- Decades:: 1780s; 1790s; 1800s; 1810s; 1820s;
- See also:: Other events of 1805; Timeline of Australian history;

= 1805 in Australia =

The following lists events that happened during 1805 in Australia.

==Incumbents==
- Monarch – George III

===Governors===
Governors of the Australian colonies:
- Governor of New South Wales – Captain Philip King
- Lieutenant-Governor of Southern Van Diemen's Land – David Collins
- Lieutenant-Governor of Northern Van Diemen's Land – William Paterson

==Events==
- 24 May – William Bligh is appointed the fourth Governor of New South Wales for the salary of £2000 per year and £1000 pension.

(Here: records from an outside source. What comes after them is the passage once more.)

Issue #1667, opened 2017-03-24
nltk.translate.gleu_score problems


goodmami:
I see a few possible issues with the gleu_score implementation.

1. It doesn't allow multiple references, despite the [docstring saying it does](https://github.com/nltk/nltk/blob/develop/nltk/translate/gleu_score.py#L72). This is either a code or a doc issue. Can anyone clarify which?

2. I don't see why there is no `corpus_gleu()` function. The Wu et al. 2016 paper states (emphasis added):

   >According to our experiments, GLEU score correlates quite well with the BLEU metric **on a corpus level** but does not have its drawbacks for our per sentence reward objective

   So I would think there's a way to calculate this for the corpus. Maybe just `min(corpus_precision, corpus_recall)`, or alternatively the average of sentence-level GLEU scores?

3. The name GLEU is unfortunate; there are at least 2 other GLEUs that predate the 2016 paper:
   * Mutton et al. (2007) "GLEU: Automatic Evaluation of Sentence-Level Fluency" http://anthology.aclweb.org/P/P07/P07-1044.pdf
   * Napoles et al. (2015) "Ground Truth for Grammatical Error Correction Metrics" http://www.aclweb.org/anthology/P/P15/P15-2097.pdf

   Maybe the Wu et al. 2016 paper will choose a different name if they publish outside of arXiv? But for NLTK, would `google_bleu` or `gnmt_bleu` be less likely to step on toes?

I'd be happy to submit a PR when the above issues get resolved.

alvations:
@goodmami I'll try to answer some of the questions:

> It doesn't allow multiple references, despite the docstring saying it does. This is either a code or a doc issue. Can anyone clarify which?

It's a docstring problem. It doesn't take multiple references because the GMNT paper didn't account for multiple references. 

> I don't see why there is no corpus_gleu() function. The Wu et al. 2016 paper states (emphasis added):
> 
> According to our experiments, GLEU score correlates quite well with the BLEU metric on a corpus level but does not have its drawbacks for our per sentence reward objective
>
> So I would think there's a way to calculate this for the corpus. Maybe just min(corpus_precision, corpus_recall), or alternatively the average of sentence-level GLEU scores?

Yes, this was unclear because they were using GLEU to do some sort of reinforcement learning (I would call it nbest reranking) at the decoder, so it must have been something at sentence level. 

[...]

PR #1683, opened 2017-04-12
Addresses #1667; add gleu_score.corpus_gleu()

goodmami:
From an email thread on nltk-dev, we got some more information about
the corpus-level GLEU calculation. I used that to create a
corpus_gleu() function in nltk.translate.gleu_score. I did not change
the functions to accept multiple references per hypothesis because
that would change the API, and it doesn't appear that the authors of
GLEU implemented it (though they suggested it could just be the max
score among the references). If we want to allow it, we could do
something like:

 1. Inspect if the reference argument is `list(str)` or
    `list(list(str))` automatically, and silently adapt to the input.
 2. Allow an optional `multiple_reference` parameter which, when True,
    expects the reference argument to be multiple references.
 3. Wait for the next major version of NLTK and change the API.

### DIFF
--- a/nltk/translate/gleu_score.py
+++ b/nltk/translate/gleu_score.py
@@ -3,7 +3,7 @@
 #
 # Copyright (C) 2001-2017 NLTK Project
 # Authors:
-# Contributors:
+# Contributors: Mike Schuster, Michael Wayne Goodman, Liling Tan
 # URL: <http://nltk.org/>
 # For license information, see LICENSE.TXT
 
--- a/nltk/translate/gleu_score.py
+++ b/nltk/translate/gleu_score.py
@@ -46,9 +46,9 @@ def sentence_gleu(references, hypothesis, min_len=1, max_len=4):
          metric on a corpus level but does not have its drawbacks for our per
          sentence reward objective."
 
-    Note: The previous implementation only allowed a single reference; in order
-          to maintain backward compatibility, the first argument may be given
-          as a single reference or a list of references.
+    Note: The initial implementation only allowed a single reference, but now
+          a list of references is required (which is consistent with
+          bleu_score.sentence_bleu()).
 
     The infamous "the the the ... " example
 
@@ -81,11 +81,6 @@ def sentence_gleu(references, hypothesis, min_len=1, max_len=4):
     :return: the sentence level GLEU score.
     :rtype: float
     """
-
-    # compatibility with previous single-reference API:
-    if not references or isinstance(references[0], string_types):
-        references = [references]
-
     return corpus_gleu(
         [references],
         [hypothesis],
--- a/nltk/translate/gleu_score.py
+++ b/nltk/translate/gleu_score.py
@@ -12,7 +12,7 @@ from __future__ import division
 from collections import Counter
 
 from nltk.util import ngrams, everygrams
-from nltk.compat import string_types
+
 
 def sentence_gleu(references, hypothesis, min_len=1, max_len=4):
     """
@@ -158,7 +158,7 @@ def corpus_gleu(list_of_references, hypotheses, min_len=1, max_len=4):
         hyp_ngrams = Counter(everygrams(hypothesis, min_len, max_len))
         tpfp = sum(hyp_ngrams.values())  # True positives + False positives.
         
-        scores_by_ref = []
+        hyp_counts = []
         for reference in references:
             ref_ngrams = Counter(everygrams(reference, min_len, max_len))
             tpfn = sum(ref_ngrams.values())  # True positives + False negatives.
@@ -176,11 +176,11 @@ def corpus_gleu(list_of_references, hypotheses, min_len=1, max_len=4):
             n_all = max(tpfp, tpfn)
 
             if n_all > 0:
-                scores_by_ref.append((tp/n_all, tp, n_all))
+                hyp_counts.append((tp, n_all))
 
         # use the reference yielding the highest score
-        if scores_by_ref:
-            _, n_match, n_all = max(scores_by_ref)
+        if hyp_counts:
+            n_match, n_all = max(hyp_counts, key=lambda hc: hc[0]/hc[1])
             corpus_n_match += n_match
             corpus_n_all += n_all
 
--- a/nltk/translate/gleu_score.py
+++ b/nltk/translate/gleu_score.py
@@ -45,9 +45,8 @@ def sentence_gleu(reference, hypothesis, min_len=1, max_len=4):
          metric on a corpus level but does not have its drawbacks for our per
          sentence reward objective."
 
-    Note: The GLEU score is designed for sentence based evaluation thus there is
-          no corpus based scores implemented in NLTK. Also, unlike
-          multi-reference BLEU, GLEU only supports a single reference.
+    Note: Unlike multi-reference BLEU, this implementation of GLEU only
+          supports a single reference.
 
     The infamous "the the the ... " example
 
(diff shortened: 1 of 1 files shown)


alvations:
Thanks @goodmami for following up with the Google guys and the PR. Great discussion!

1. Actually with the corpus level score, we can make the sentence level a duck-type of the corpus level, something like: https://github.com/alvations/nltk/blob/develop/nltk/translate/bleu_score.py#L87

But since Google BLEU is sort of created in the reverse way, sentence-level first then corpus-level, I'm not sure whether doing it the duck-type way is okay.

2. Acutally empty reference must be allowed. Imagine that there are no reference translations given for the sentence just because the MT system returns empty line and passes and empty string as the reference to the metric. In the case, the traditional BLEU has put in quite a lot of hacks to handle the fringe cases: https://github.com/alvations/nltk/blob/develop/nltk/test/unit/translate/test_bleu.py

We can leave that for the next PR though =)

3. Function annotations are great to handle the multiple vs single reference situation, [PEP3107](https://www.python.org/dev/peps/pep-3107/), sadly I think it's Py3.x only. 
----

(Not exactly related)

About the multiple reference API. I think it's just my personal view but I hope it isn't just me. I think the multiple reference part of MT metrics is overlooked in MT. Although it's sort of "out-dated" view of MT, I think it's best to keep the multiple reference as the default because translations are naturally idiosyncratic. I think one main reason why the  H* metrics have quietly fade away because it's hard to produce annotations for them.

goodmami:
Thanks @alvations (and thanks for initiating that discussion),

* RE your (1): i'll see about updating the PR to do that
* RE your (2): that check was to avoid division-by-zero errors, which happens with `bleu_score.sentence_bleu()` if you use `auto_reweigh`:
    ```python
    >>> bleu_score.sentence_bleu(['bla', 'blah'], [], auto_reweigh=True)
      File "/home/goodmami/repos/xmt/env/lib/python3.4/site-packages/nltk/translate/bleu_score.py", line 81, in sentence_bleu
        weights, smoothing_function, auto_reweigh)
      File "/home/goodmami/repos/xmt/env/lib/python3.4/site-packages/nltk/translate/bleu_score.py", line 165, in corpus_bleu
        weights = ( 1 / hyp_lengths ,) * hyp_lengths
    ZeroDivisionError: division by zero
    ```
  So should I just return a score of 0 if hyp or ref is empty?
* RE your (3): using function annotations seems, perhaps, too clever, and probably Python 3 only as you say.

I agree we should make an effort to allow multiple references. Do you like one of the strategies I listed in the first post?

alvations:
@goodmami sorry for the delayed reply. The new push looks good!

On the type checks before for the `list(list(str))`, allowing multiple input types might be problematic. I'll review the code more thoroughly after work hours =)

On allowing `multiple_reference` parameter. I think this should be discouraged since the default `multiple_references` per hypothesis should be norm to be consistent with other metrics. But this could be change in another PR but it should be kept consistent for all metrics. 

Let's keep the fringe cases for another PR and write comprehensive unittest for multiple scores and use the same regression test for all new metrics. 

@stevenbird would it be alright if we sub-path the  `nltk.translate.*_score` modules to `nltk.translate.metrics`? Maybe this should be another PR too. 

----

About (3): Hmmm, let's wait for [2020](https://pythonclock.org)

stevenbird:
@alvations fine with me if you'd like to move `nltk.translate.*_score` down inside a sub-package `nltk.translate.metrics`.

goodmami:
@alvations, the type check only occurs in `sentence_gleu()`, since the `corpus_gleu()` function wasn't there before (so I don't need to maintain any backward compatibility), but let me know if the asymmetry is a problem. We could also type-check the argument to `corpus_gleu()`.

As for the type check, it is currently:

```python
if not references or isinstance(references[0], string_types):
    references = [references]
```

That is if you pass an empty token list for a reference (`[]`) or the fist element on a non-empty list is a string, then it is assumed you were trying to pass a single reference, and it is wrapped in an outer list. It occurs to me that the first case may not always be a correct assumption, e.g. if `[]` is not an empty single reference, but an empty list of references. I'm not sure there's any practical difference, though. Thoughts? Also, the boolean test (`if not references`) would also fire for other False values, like an empty string, `None`, or `False`, but I don't know how much type checking we should really do.

stevenbird:
@alvations: I think this PR is waiting for you to move `nltk.translate.*_score`, and then for @goodmami to update this PR. Please advise if I'm wrong on either count.

alvations:
@stevenbird I think we can leave the `nltk.translate.*_score` for another PR. I'll be a little busy this week.

goodmami:
I'm waiting on a decision regarding multiple references with `sentence_gleu()`. To rephrase, should I:

1. Break the existing (but still relatively new) API and only allow multiple references
2. Do a type-check to allow either single or multiple references
3. Only allow single references by default (for `sentence_gleu()`, not `corpus_gleu()`) to maintain the existing API?

Otherwise I'm not sure what I need to update. I could rebase my branch to the current upstream/develop, but I don't think it's necessary for a clean merge. The comprehensive unit tests should probably wait until the other `nltk.translate.metrics` PR, I think?

alvations:
@goodmami I'll vote for 1. Break the existing `gleu_score` api but at least it's consistent with the rest of the metrics. And to clean up and standardize the MT metric api, we can do it in another PR. 

Any objections?

goodmami:
No objections. See the latest commit.

nltk/translate/gleu_score.py
```diff
@@ -80,16 +81,113 @@ def sentence_gleu(reference, hypothesis, min_len=1, max_len=4):
...
+
+        # use the reference yielding the highest score
+        if scores_by_ref:
+            _, n_match, n_all = max(scores_by_ref)
+            corpus_n_match += n_match
+            corpus_n_all += n_all
+
+    # corner case: empty corpus or empty references---don't divide by zero!
+    if corpus_n_all == 0:
+        gleu_score = 0.0
```
alvations, line 189: In follow-up PRs from #1683, unittest for fringe cases would be good. (Noting this down, so that we keep track of things)

nltk/translate/gleu_score.py
```diff
@@ -80,16 +81,113 @@ def sentence_gleu(reference, hypothesis, min_len=1, max_len=4):
...
+            # recall, we can reduce the number of division operations by one by
+            # instead finding the maximum of the denominators for the precision
+            # and recall formulae, since the numerators are the same:
+            #     precision = tp / tpfp
+            #     recall = tp / tpfn
+            #     gleu_score = min(precision, recall) == tp / max(tpfp, tpfn)
+            n_all = max(tpfp, tpfn)
+
+            if n_all > 0:
+                scores_by_ref.append((tp/n_all, tp, n_all))
```
alvations: A little obtuse to read `tp/n_all` but I understand that's as per the discussion from the google group thread =)

alvations: I'm not good with variable names but maybe `this_gleu` or something along that line.

nltk/translate/gleu_score.py
```diff
@@ -80,16 +81,113 @@ def sentence_gleu(reference, hypothesis, min_len=1, max_len=4):
...
+
+        # use the reference yielding the highest score
+        if scores_by_ref:
```
alvations: Since we're already optimizing the F1, precision, recall computation. We can also optimize the max computation `scores_by_ref`.

alvations: `Fraction` would be a nice thing to use here.

nltk/translate/gleu_score.py
goodmami: I changed some variable names to match the discussion from the Google folk (part of which is repeated in the docstring). I guess `tp/n_all` is more PEP-8 compliant if it's `tp / n_all` (with spaces). Also, initially I thought I could save more calculations by just finding the minimum `tp`, but that wouldn't be correct because `n_all` isn't constant for all `tp` values.

nltk/translate/gleu_score.py
alvations: Something like:

```python
for references, hypothesis in zip(list_of_references, hypotheses):
        hyp_ngrams = Counter(everygrams(hypothesis, min_len, max_len))
        tpfp = sum(hyp_ngrams.values())  # True positives + False positives.

        highest_gleu_score = Fraction(0, 10000, _normalize=False)
        for reference in references:
            ref_ngrams = Counter(everygrams(reference, min_len, max_len))
            tpfn = sum(ref_ngrams.values())  # True positives + False negatives.

            overlap_ngrams = ref_ngrams & hyp_ngrams
            tp = sum(overlap_ngrams.values())  # True positives, i.e. numerator.

            # While GLEU is defined as the minimum of precision and
            # recall, we can reduce the number of division operations by one by
            # instead finding the maximum of the denominators for the precision
            # and recall formulae, since the numerators are the same:
            #     precision = tp / tpfp
            #     recall = tp / tpfn
            #     gleu_score = min(precision, recall) == tp / max(tpfp, tpfn)
            n_all = max(tpfp, tpfn) # denominator.

            this_gleu = Fraction(tp, n_all, _normalize=False)

            if this_gleu > highest_gleu_score:
                highest_gleu_score = this_gleu


        # use the reference yielding the highest score
        if highest_gleu_score:
            corpus_n_match += highest_gleu_score.numerator
            corpus_n_all += highest_gleu_score.denominator
```

But you do have to use a py2.x and py3.x compatible Fraction at the imports section of the code: 

```python
try:
    fractions.Fraction(0, 1000, _normalize=False)
    from fractions import Fraction
except TypeError:
    from nltk.compat import Fraction
```

nltk/translate/gleu_score.py
```diff
@@ -80,16 +81,113 @@ def sentence_gleu(reference, hypothesis, min_len=1, max_len=4):
...
+            _, n_match, n_all = max(scores_by_ref)
+            corpus_n_match += n_match
+            corpus_n_all += n_all
+
+    # corner case: empty corpus or empty references---don't divide by zero!
+    if corpus_n_all == 0:
+        gleu_score = 0.0
+    else:
+        gleu_score = corpus_n_match / corpus_n_all
+
```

He arrives at Port Jackson to replace King on 6 August 1806.
- 8 June – John Macarthur returns to New South Wales as a civilian settler after the British Government accepts his resignation from the New South Wales Corps and approves his return.

==Exploration and settlement==
- 15 February – Governor King instructed (apparently reluctantly) a surveyor to measure 5,000 acres (20 km^{2}) for John Macarthur at Cowpastures, where Macarthur had been promised land by the Secretary of State for War and the Colonies, Lord Camden. Macarthur named his property Camden Park in honour of his sponsor.